= Try it =
If a line in the listing carries the word "help", return a copy of that line.

= Information provided =
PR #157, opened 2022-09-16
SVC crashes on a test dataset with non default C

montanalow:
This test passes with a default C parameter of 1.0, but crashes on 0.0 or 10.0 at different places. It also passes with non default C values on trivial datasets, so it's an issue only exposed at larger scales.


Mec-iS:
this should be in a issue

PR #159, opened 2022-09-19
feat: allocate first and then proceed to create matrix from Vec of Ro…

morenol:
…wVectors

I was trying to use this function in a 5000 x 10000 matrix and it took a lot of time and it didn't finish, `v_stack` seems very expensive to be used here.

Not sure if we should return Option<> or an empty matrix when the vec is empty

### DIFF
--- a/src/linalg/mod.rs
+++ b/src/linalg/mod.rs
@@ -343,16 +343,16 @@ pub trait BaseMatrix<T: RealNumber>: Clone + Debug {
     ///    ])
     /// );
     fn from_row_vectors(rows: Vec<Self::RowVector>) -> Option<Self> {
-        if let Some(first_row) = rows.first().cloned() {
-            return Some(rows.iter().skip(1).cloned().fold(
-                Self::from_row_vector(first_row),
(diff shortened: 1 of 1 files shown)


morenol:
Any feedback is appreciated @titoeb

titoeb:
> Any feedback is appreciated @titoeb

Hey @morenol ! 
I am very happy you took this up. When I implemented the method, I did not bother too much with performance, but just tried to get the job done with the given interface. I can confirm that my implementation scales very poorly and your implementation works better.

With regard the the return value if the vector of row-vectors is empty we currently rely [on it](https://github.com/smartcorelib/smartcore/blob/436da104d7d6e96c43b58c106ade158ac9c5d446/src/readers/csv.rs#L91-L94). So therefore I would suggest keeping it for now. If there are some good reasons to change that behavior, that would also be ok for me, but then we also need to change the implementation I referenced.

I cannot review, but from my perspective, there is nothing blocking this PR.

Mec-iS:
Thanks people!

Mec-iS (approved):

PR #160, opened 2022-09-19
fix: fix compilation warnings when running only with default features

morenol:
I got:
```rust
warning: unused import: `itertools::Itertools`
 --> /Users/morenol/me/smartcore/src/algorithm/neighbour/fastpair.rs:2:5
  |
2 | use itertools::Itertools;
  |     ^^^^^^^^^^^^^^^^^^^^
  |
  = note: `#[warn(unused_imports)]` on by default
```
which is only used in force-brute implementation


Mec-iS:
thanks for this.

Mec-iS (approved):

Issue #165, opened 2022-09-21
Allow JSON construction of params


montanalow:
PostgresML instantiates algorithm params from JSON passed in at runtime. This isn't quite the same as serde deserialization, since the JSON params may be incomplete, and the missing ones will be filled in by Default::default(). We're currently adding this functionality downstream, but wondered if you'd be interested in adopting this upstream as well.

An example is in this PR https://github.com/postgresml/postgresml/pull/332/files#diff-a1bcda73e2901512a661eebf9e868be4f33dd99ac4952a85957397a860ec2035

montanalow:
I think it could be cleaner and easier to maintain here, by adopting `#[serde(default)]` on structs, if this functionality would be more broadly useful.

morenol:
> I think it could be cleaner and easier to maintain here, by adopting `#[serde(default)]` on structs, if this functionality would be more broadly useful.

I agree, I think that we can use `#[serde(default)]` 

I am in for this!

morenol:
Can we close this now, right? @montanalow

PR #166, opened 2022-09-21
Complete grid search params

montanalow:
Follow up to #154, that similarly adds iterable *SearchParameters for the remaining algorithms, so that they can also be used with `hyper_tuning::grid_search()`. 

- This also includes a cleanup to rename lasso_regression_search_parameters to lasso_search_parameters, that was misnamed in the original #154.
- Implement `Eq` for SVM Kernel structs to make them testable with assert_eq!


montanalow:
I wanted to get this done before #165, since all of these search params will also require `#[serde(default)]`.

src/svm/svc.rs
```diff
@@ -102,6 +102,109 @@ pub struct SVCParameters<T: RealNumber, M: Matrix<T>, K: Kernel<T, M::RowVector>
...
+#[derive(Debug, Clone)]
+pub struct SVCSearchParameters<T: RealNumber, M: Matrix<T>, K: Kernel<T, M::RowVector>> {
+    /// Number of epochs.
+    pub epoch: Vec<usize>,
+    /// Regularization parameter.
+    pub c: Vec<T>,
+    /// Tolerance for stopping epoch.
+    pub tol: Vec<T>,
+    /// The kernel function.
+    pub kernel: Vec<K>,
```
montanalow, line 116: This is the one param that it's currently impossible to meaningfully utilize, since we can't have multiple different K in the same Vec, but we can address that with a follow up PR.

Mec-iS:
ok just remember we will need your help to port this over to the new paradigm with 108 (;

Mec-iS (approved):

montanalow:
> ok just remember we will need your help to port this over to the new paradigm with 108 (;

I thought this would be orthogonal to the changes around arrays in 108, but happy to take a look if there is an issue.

= Finished task =
ok just remember we will need your help to port this over to the new paradigm with 108 (;
> ok just remember we will need your help to port this over to the new paradigm with 108 (;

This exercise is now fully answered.